Significant changes in anticoagulation practice have evolved in the past decade or so, following the development of DOAC medications. DOACs consist of direct activated factor Xa inhibitors and direct activated factor II inhibitors (also known as DTIs). Factors X and II are key proteins within the coagulation cascade. Factor Xa converts prothrombin to thrombin, or factor IIa, which converts soluble fibrinogen to fibrin, activates factors V, VIII, XI and XIII, and stimulates platelets. The four DOACs currently approved in the USA and Europe include rivaroxaban, apixaban, edoxaban, which are factor Xa inhibitors, and dabigatran, which is a DTI [72,73]. An additional factor Xa inhibitor, betrixaban, has been approved in the USA only [73,74]. Factor Xa inhibitors are aptly named, as they bind to the active site of factor Xa, which directly inhibits both free circulating and clot-associated factor Xa [4]. Factor IIa inhibitors such as dabigatran do not require a cofactor and act by directly, selectively, and reversibly binding to the catalytic site of thrombin [6,75].

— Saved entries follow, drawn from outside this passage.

PR #17503, opened 2023-07-28
Add new validate_repos test module

BillAnastasiadis:
Create validate_repos derived from download_repos. Add this new test module in HanaSr and mr_test scheduled when IS_MAINTENANCE is enabled

- Related ticket: https://jira.suse.com/browse/TEAM-8322
- Verification run: 
WITH EMBARGOED: http://openqaworker15.qa.suse.cz/tests/208684#step/validate_repos/46
NO REPO: http://openqaworker15.qa.suse.cz/tests/208685#step/validate_repos/26

### DIFF
--- a/lib/publiccloud/utils.pm
+++ b/lib/publiccloud/utils.pm
@@ -25,6 +25,7 @@ our @EXPORT = qw(
   deregister_addon
   define_secret_variable
   get_credentials
+  validate_repo
   is_byos
   is_ondemand
   is_ec2
@@ -131,6 +132,22 @@ sub register_openstack {
     my $cmd = "sudo SUSEConnect -r $regcode";
     $cmd .= " --url $fake_scc" if $fake_scc;
     $instance->ssh_assert_script_run(cmd => $cmd, timeout => 700, retry => 5);
+}
+
+# Validation for update repos
+sub validate_repo {
+    my ($maintrepo) = @_;
+    if ($maintrepo =~ /\/(PTF|Maintenance):\/(\d+)/g) {
+        my ($incident, $type) = ($2, $1);
+        die "We did not detect incident number for URL \"$maintrepo\". We detected \"$incident\"" unless $incident =~ /\d+/;
+        if (is_embargo_update($incident, $type)) {
+            record_info("EMBARGOED", "The repository \"$maintrepo\" belongs to embargoed incident number \"$incident\"");
+            script_run("echo 'The repository \"$maintrepo\" belongs to embargoed incident number \"$incident\"'");
+            return 0;
+        }
+        return 1;
+    }
+    die "Unexpected URL \"$maintrepo\"";
 }
 
 # Check if we are a BYOS test run
--- a/tests/publiccloud/validate_repos.pm
+++ b/tests/publiccloud/validate_repos.pm
@@ -1,0 +1,58 @@
+# SUSE's openQA tests
+#
+# Copyright 2019-2021 SUSE LLC
+# SPDX-License-Identifier: FSFAP
+
+# Summary: Download repositores from the internal server
+#
+# Maintainer: qa-c <qa-c@suse.de>
+
+use base 'consoletest';
+use registration;
+use warnings;
+use testapi;
+use strict;
+use utils;
+use publiccloud::ssh_interactive "select_host_console";
+use publiccloud::utils "validate_repo";
+
+sub run {
+    my ($self, $args) = @_;
+    select_host_console();    # select console on the host, not the PC instance
+
+    if (get_var('PUBLIC_CLOUD_SKIP_MU')) {
+        # Skip maintenance updates. This is useful for debug runs
+        record_info('Skip validation', 'Skipping maintenance update validation (triggered by setting)');
+        return;
+    } else {
+        # In Incidents there is INCIDENT_REPO instead of MAINT_TEST_REPO
+        # Those two variables contain list of repositories separated by comma
+        set_var('MAINT_TEST_REPO', get_var('INCIDENT_REPO')) unless get_var('MAINT_TEST_REPO');
+        my @repos = split(/,/, get_var('MAINT_TEST_REPO'));
+        # Failsafe: Fail if there are no test repositories, otherwise we have the wrong template link
+        my $count = scalar @repos;
+        my $check_empty_repos = get_var('PUBLIC_CLOUD_IGNORE_EMPTY_REPO', 0) == 0;
+        die "No test repositories" if ($check_empty_repos && $count == 0);
+
+        my $repo_count = 0;
+        my ($incident, $type);
+        for my $maintrepo (@repos) {
+            next unless validate_repo($maintrepo);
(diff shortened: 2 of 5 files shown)


lib/publiccloud/utils.pm
```diff
@@ -133,6 +134,19 @@ sub register_openstack {
     $instance->ssh_assert_script_run(cmd => $cmd, timeout => 700, retry => 5);
 }
 
+# Validation for update repos
+sub validate_repo {
+    my ($maintrepo) = @_;
+    my ($incident, $type) = ($2, $1) if ($maintrepo =~ /\/(PTF|Maintenance):\/(\d+)/g);
```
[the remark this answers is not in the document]
asmorodskyi: ofc. it is less likely but if we want to handle unexpected situations let's also take into account when string didn't match in such a case no point to print undef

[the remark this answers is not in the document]
asmorodskyi: ok now I see that you just moved code from old place to a function , feel free to ignore my comment as in a fact you haven't introduced this code . Nevertheless if you will tweak it IMHO it will be nice improvement

tests/publiccloud/validate_repos.pm
```diff
@@ -0,0 +1,58 @@
...
+use publiccloud::ssh_interactive "select_host_console";
+use publiccloud::utils "validate_repo";
+
+sub run {
+    my ($self, $args) = @_;
+    select_host_console();    # select console on the host, not the PC instance
+
+    if (get_var('PUBLIC_CLOUD_SKIP_MU')) {
+        # Skip maintenance updates. This is useful for debug runs
+        record_info('Skip calidation', 'Skipping maintenance update validation (triggered by setting)');
```
asmorodskyi, line 25:
```suggestion
        record_info('Skip validation', 'Skipping maintenance update validation (triggered by setting)');
```

tests/publiccloud/validate_repos.pm
```diff
@@ -0,0 +1,58 @@
...
+        my $check_empty_repos = get_var('PUBLIC_CLOUD_IGNORE_EMPTY_REPO', 0) == 0;
+        die "No test repositories" if ($check_empty_repos && $count == 0);
+
+        my $repo_count = 0;
+        my ($incident, $type);
+        for my $maintrepo (@repos) {
+            next unless validate_repo($maintrepo);
+            $repo_count++;
+        }
+        die "No usable test repositories" if ($repo_count == 0);
```
asmorodskyi, line 43: no to have a failure in openQA at this place , I suggesting to soft fail here . @pdostal  , @okurz , @grisu48 , @michaelgrifalconi ( please add more relevant people as decision is quite big actually )

asmorodskyi: to give more context - we deciding what to do when we have job triggered for maint. aggregates/incidents and contains ONLY embargoed updates which was filtered out so job is actually a fake but in case we will die here it block release when actually no issue was found

okurz: Soft failure pointing to which product issue exactly? Simple rule: soft fails must always point to an open bugzilla entry, i.e. valid product issue, for everything else you likely just want to not influence the test result.

asmorodskyi: > Soft failure pointing to which product issue exactly? Simple rule: soft fails must always point to an open bugzilla entry, i.e. valid product issue, for everything else you likely just want to not influence the test result.

generally I agree with you and also trying to follow this rule as much as I can , but unfortunately seems like we need more statuses :) . What status you suggests here ? I agree with your concerns regarding soft-failure but do you agree with mine that failing the test here is also not acceptable ? Because we will block unfairly block release of embargoed updates ( which usually the one with most of time pressure ) . 
To me looks like we choosing between bad and very bad options and question is what is worse unfairly block important updates or break golden rule of "no soft-failure without a bug " ...

BillAnastasiadis: @asmorodskyi but in cloud cases it makes sense for the job to stop, right? I mean, why deploy (and pay) when there's no (valid) update to be tested in maintenance jobs? It would be a pointless run.

That's what Michele had in mind when he proposed this - to stop the job before deploy if no (valid) updates exist to be tested. Yes, failure is not ideal since this is closer to a cancellation than failure... but softfail would allow the job to move on to deploy which would miss the point of creating this module

tests/publiccloud/validate_repos.pm
BillAnastasiadis: Thanks for caching that, fixed!

lib/publiccloud/utils.pm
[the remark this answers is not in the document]
BillAnastasiadis: Thank you for the proposal, implemented!

mpagot (approved):
LGTM

tests/publiccloud/validate_repos.pm
okurz: > generally I agree with you and also trying to follow this rule as much as I can , but unfortunately seems like we need more statuses :)

I don't think that would help

> What status you suggests here ? I agree with your concerns regarding soft-failure but do you agree with mine that failing the test here is also not acceptable?

Yes, I agree. So how about just pass the test module then? What would happen as consequence?

asmorodskyi: ok , let's fail here . Don't want to block you here

mpagot: A little bit of more context hoping to help. Code for this new test module is derived from https://github.com/os-autoinst/os-autoinst-distri-opensuse/blob/master/tests/publiccloud/download_repos.pm

The **download_repo** test module is implementing both validation and upload/download of the repo to test.

The **download_repo** approach in case of embargoed update is just to ignore it https://github.com/os-autoinst/os-autoinst-distri-opensuse/blob/e03233eb9ce9257d85f9383e9dfe0c72e03eb477/tests/publiccloud/download_repos.pm#L69

This new test module proposed in this PR is not mind to be used in the same test schedule of **download_repo**

We have tests schedule that cannot use the update download/upload approach used by download_repo, so we are provisioning the update to test in a totally different way. But the criteria about embargoed updates has to be applied there too. 

The scheduling is coded in  https://github.com/os-autoinst/os-autoinst-distri-opensuse/blob/e03233eb9ce9257d85f9383e9dfe0c72e03eb477/tests/sles4sap/publiccloud/hana_sr_schedule_deployment.pm#L33 

The problem with that scheduling is that we are realizing that the update is embargoed and not to be tested only later after many time from the test beginning, and only after other steps that are consuming resources in the cloud. 

This PR is our attempt to solve this issue. The idea here is to add a test module,  dedicated to the update list validation, at the first beginning of the schedule. How can we run it and avoid to schedule any further not needed test modules if all the updates are embargoed?

ricardobranco777 (approved):
LGTM

alvarocarvajald (approved):
LGTM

In general, DOACs are indicated for thromboprophylaxis following major orthopedic surgery, treatment of VTE, and prevention of stroke in patients with non-valvular atrial fibrillation (NVAF). Rivaroxaban and dabigatran were initially approved in the Europe Union (EU) in 2008 for the prevention of VTE after hip or knee replacement surgery, followed by apixaban in 2011. Shortly after, all three agents were approved in the EU for prevention of stroke and systemic embolism in adult patients with NVAF [72]. In 2010 in the US, dabigatran was the first DOAC to be approved for stroke prevention in patients with NVAF followed by rivaroxaban and apixaban within two years. By 2014, all three drugs were available in the US for VTE prophylaxis and treatment. Edoxaban was then approved in 2015 for stroke prophylaxis in patients with atrial fibrillation and treatment of VTE. Three years later, rivaroxaban was approved for prevention of atherothrombotic events in patients with chronic coronary artery disease (CAD) or peripheral artery disease (PAD). Apixaban was also approved for the treatment of heparin-induced thrombocytopenia [73].
DOACs are considered at least as effective as warfarin for anticoagulation and are associated with a lower incidence of intracranial hemorrhage [72,76]. Their benefits over warfarin include a reduced need for regular monitoring due to rapid onset, short half-lives, administration at a fixed dose, and fewer drug and dietary interactions. As they are short-acting, some require twice daily dosing. There was no specific reversal agent for a DOAC until 2015 when the FDA approved idarucizumab (Praxbind ® , Boehringer Ingelheim, Ingelheim am Rhein, Germany) for reversal of dabigatran; in 2018 andexanet alfa (Andexxa ® , Portola, South San Francisco, CA, USA) was approved for the reversal of apixaban and rivaroxaban [77]. Andexanet alfa is thought to have good clinical safety and efficacy, and has been found to reverse apixaban and rivaroxaban within minutes of administration ( Figure 2 ) [78].